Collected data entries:
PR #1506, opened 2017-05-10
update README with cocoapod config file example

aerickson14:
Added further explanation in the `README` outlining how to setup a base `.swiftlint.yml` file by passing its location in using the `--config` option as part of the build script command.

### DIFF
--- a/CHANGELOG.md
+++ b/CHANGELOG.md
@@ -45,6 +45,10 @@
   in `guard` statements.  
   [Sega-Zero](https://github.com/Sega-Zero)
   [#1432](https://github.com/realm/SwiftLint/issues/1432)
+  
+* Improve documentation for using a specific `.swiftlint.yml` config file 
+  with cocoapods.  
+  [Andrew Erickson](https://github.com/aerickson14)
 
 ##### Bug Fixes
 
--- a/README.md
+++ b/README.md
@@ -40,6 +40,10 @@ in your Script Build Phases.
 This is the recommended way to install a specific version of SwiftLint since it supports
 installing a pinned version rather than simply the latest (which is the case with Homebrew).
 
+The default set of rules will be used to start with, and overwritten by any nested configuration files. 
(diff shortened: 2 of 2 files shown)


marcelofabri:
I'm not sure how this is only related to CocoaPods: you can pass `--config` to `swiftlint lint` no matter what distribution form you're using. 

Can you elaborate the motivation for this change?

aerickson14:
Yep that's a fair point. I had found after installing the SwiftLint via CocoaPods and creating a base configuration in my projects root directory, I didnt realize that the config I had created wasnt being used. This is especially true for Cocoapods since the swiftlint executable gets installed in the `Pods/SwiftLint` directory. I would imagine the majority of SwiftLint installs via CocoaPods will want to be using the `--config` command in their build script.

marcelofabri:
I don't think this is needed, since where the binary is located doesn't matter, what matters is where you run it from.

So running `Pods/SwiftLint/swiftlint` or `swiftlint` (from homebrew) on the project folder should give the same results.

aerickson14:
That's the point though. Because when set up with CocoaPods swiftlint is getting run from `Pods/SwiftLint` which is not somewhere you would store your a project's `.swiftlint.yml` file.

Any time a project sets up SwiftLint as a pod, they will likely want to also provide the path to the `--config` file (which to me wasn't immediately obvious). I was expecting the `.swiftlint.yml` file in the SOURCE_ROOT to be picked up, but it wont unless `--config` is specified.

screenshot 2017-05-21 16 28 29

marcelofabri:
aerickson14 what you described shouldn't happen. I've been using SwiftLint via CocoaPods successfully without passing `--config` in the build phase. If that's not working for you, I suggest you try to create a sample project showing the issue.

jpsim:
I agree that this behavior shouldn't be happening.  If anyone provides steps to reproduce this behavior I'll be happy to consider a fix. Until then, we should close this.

Task brief: Print each line above exactly as it stands.

Problem solution:
PR #1506, opened 2017-05-10
update README with cocoapod config file example

aerickson14:
Added further explanation in the `README` outlining how to setup a base `.swiftlint.yml` file by passing its location in using the `--config` option as part of the build script command.

### DIFF
--- a/CHANGELOG.md
+++ b/CHANGELOG.md
@@ -45,6 +45,10 @@
   in `guard` statements.  
   [Sega-Zero](https://github.com/Sega-Zero)
   [#1432](https://github.com/realm/SwiftLint/issues/1432)
+  
+* Improve documentation for using a specific `.swiftlint.yml` config file 
+  with cocoapods.  
+  [Andrew Erickson](https://github.com/aerickson14)
 
 ##### Bug Fixes
 
--- a/README.md
+++ b/README.md
@@ -40,6 +40,10 @@ in your Script Build Phases.
 This is the recommended way to install a specific version of SwiftLint since it supports
 installing a pinned version rather than simply the latest (which is the case with Homebrew).
 
+The default set of rules will be used to start with, and overwritten by any nested configuration files. 
(diff shortened: 2 of 2 files shown)


marcelofabri:
I'm not sure how this is only related to CocoaPods: you can pass `--config` to `swiftlint lint` no matter what distribution form you're using. 

Can you elaborate the motivation for this change?

aerickson14:
Yep that's a fair point. I had found after installing the SwiftLint via CocoaPods and creating a base configuration in my projects root directory, I didnt realize that the config I had created wasnt being used. This is especially true for Cocoapods since the swiftlint executable gets installed in the `Pods/SwiftLint` directory. I would imagine the majority of SwiftLint installs via CocoaPods will want to be using the `--config` command in their build script.

marcelofabri:
I don't think this is needed, since where the binary is located doesn't matter, what matters is where you run it from.

So running `Pods/SwiftLint/swiftlint` or `swiftlint` (from homebrew) on the project folder should give the same results.

aerickson14:
That's the point though. Because when set up with CocoaPods swiftlint is getting run from `Pods/SwiftLint` which is not somewhere you would store your a project's `.swiftlint.yml` file.

Any time a project sets up SwiftLint as a pod, they will likely want to also provide the path to the `--config` file (which to me wasn't immediately obvious). I was expecting the `.swiftlint.yml` file in the SOURCE_ROOT to be picked up, but it wont unless `--config` is specified.

screenshot 2017-05-21 16 28 29

marcelofabri:
aerickson14 what you described shouldn't happen. I've been using SwiftLint via CocoaPods successfully without passing `--config` in the build phase. If that's not working for you, I suggest you try to create a sample project showing the issue.

jpsim:
I agree that this behavior shouldn't be happening.  If anyone provides steps to reproduce this behavior I'll be happy to consider a fix. Until then, we should close this.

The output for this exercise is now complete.